By interpreting the analysis given in [18] in our specific block setting, we provide a study of the relevant analytical features of all the involved spectral symbols, both of the stiffness matrices $f_{{}_{{\mathbb{Q}}_k}}$ and of the projection operators $p_{{}_{{\mathbb{Q}}_k}}$, $k=1,2,3$. While the two-grid, V-cycle, and W-cycle procedures show optimal or quasi-optimal convergence rate, with respect to all the relevant parameters (size, dimensionality, polynomial degree k, and diffusion coefficient), the theoretical prescriptions are only partly satisfied. In fact, our choices are in agreement with the mathematical conditions set in Items (A) and (B), while Condition (C) is violated. Here, by quasi-optimal convergence rate, we mean that the convergence speed does not depend on the size (optimality with respect to the this parameter) and it is mildly depending on the other relevant parameters such as dimensionality, polynomial degree k, and diffusion coefficient. By looking at the mathematical derivations in [18], we observe that the latter condition indeed is a technical one. In reality, we believe that Condition (C) is not essential and the commutation request can be substituted by a less restrictive one, possibly following the considerations in Remark 2. Such a point is in our opinion important for widening the generality of the theory and it will be the subject of future investigations.

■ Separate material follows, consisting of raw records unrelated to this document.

PR #1297, opened 2021-03-28
Fix: validate entity name pluralize

almogbhl:


packages/amplication-server/src/core/entity/entity.service.ts
```diff
@@ -534,6 +542,12 @@ export class EntityService {
 
     const entity = await this.acquireLock(args, user);
 
+    if (args.data.name?.toLowerCase() === args.data.pluralDisplayName?.toLowerCase()) {
+      throw new AmplicationError(
+        `The entity name must be in the singular form.`
+      );
+    }
```
yuval-hazaz, line 549: The user may choose to update only a single field (e.g. only the plural display name) so instead of checking against args. data you should also validate against the saved values

packages/amplication-server/src/core/entity/entity.service.ts
```diff
@@ -214,6 +215,13 @@ export class EntityService {
     args: CreateOneEntityArgs,
     user: User
   ): Promise<Entity> {
+
+    if (args.data?.name?.toLowerCase() === args.data?.pluralDisplayName?.toLowerCase()) { 
+      throw new AmplicationError(
+        `The entity name must be in the singular form.`
```
yuval-hazaz, line 221: Use this message instead "the entity name and plural display name cannot be the same"

packages/amplication-server/src/core/entity/entity.service.ts
```diff
@@ -214,6 +215,13 @@ export class EntityService {
     args: CreateOneEntityArgs,
     user: User
   ): Promise<Entity> {
+
+    if (args.data?.name?.toLowerCase() === args.data?.pluralDisplayName?.toLowerCase()) {
```
yuval-hazaz, line 219: Since the value of plural display name may include spaces, you should remove white spaces before do the compare

yuval-hazaz (changes requested):
Well done, 
Please see some comments

also, please run prettier

packages/amplication-server/src/core/entity/entity.service.ts
almogbhl: np, where can I get access to the saved values?

packages/amplication-server/src/core/entity/entity.service.ts
```diff
@@ -527,6 +537,18 @@ export class EntityService {
...
+      ?.toLowerCase()
+      .trim();
+    const currPluralDisplayName = entity?.pluralDisplayName;
+
+    if (newName === (newPluralDisplayName || currPluralDisplayName)) {
+      throw new AmplicationError(
+        `The entity name and plural display name cannot be the same.`
+      );
+    }
+
```
yuval-hazaz, line 551: the new just like the pluralDisplayName can have a new value or a current value
you probably better do something like this:

```
    const newName = args.data.name?.toLowerCase().?trim() || entity.name.toLowerCase().trim();
    const newPluralDisplayName = args.data.pluralDisplayName
      ?.toLowerCase()
      ?.trim() || entity.pluralDisplayName.toLowerCase().trim(); 

    if (newName === newPluralDisplayName) {
      throw new AmplicationError(
        `The entity name and plural display name cannot be the same.`
      );
    }
```

yuval-hazaz (changes requested):

yuval-hazaz (approved):

yuval-hazaz:
@almogbhl well done!

PR #1505, opened 2021-07-05
Fix/GitHub button url

yuval-hazaz:
Fix GitHub login default controller URL


yuval-hazaz:
@all-contributors add @yuval-hazaz  as a contributor for code.

PR #1514, opened 2021-07-05
feat(server): Soft Delete App

yonantan:


packages/amplication-server/src/core/app/app.service.ts
```diff
@@ -321,11 +322,24 @@ export class AppService {
   }
```
yuval-hazaz, line 322: do not return deleted apps

packages/amplication-server/src/core/app/app.service.ts
```diff
@@ -321,11 +322,24 @@ export class AppService {
...
+    return this.prisma.app.update({
+      where: args.where,
+      data: {
+        name: prepareDeletedItemName(app.name, app.id),
+        deletedAt: new Date()
+      }
+    });
   }
 
   async updateApp(args: UpdateOneAppArgs): Promise<App | null> {
```
yuval-hazaz, line 345: do not update deleted apps

yuval-hazaz (changes requested):
besides the couple of comments in app.service.ts please have a look at this file
packages/amplication-server/src/core/permissions/permissions.service.ts

We should prevent access to any resource in deleted apps - the permissions service is a single gateway used by all endpoints. 

We may have few more specific services that need to be updated. I will run a search to pinpoint them.

yuval-hazaz (approved):

yuval-hazaz:
@all-contributors please add @yonantan for code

In conclusion, regarding the computational cost of the proposed algorithm, we highlight that the choice of the optimal smoother from a computational viewpoint is beyond the scope of the present paper. Indeed, in the case where the matrices possess a tensor structure, a further analysis will be performed to devise a more competitive method.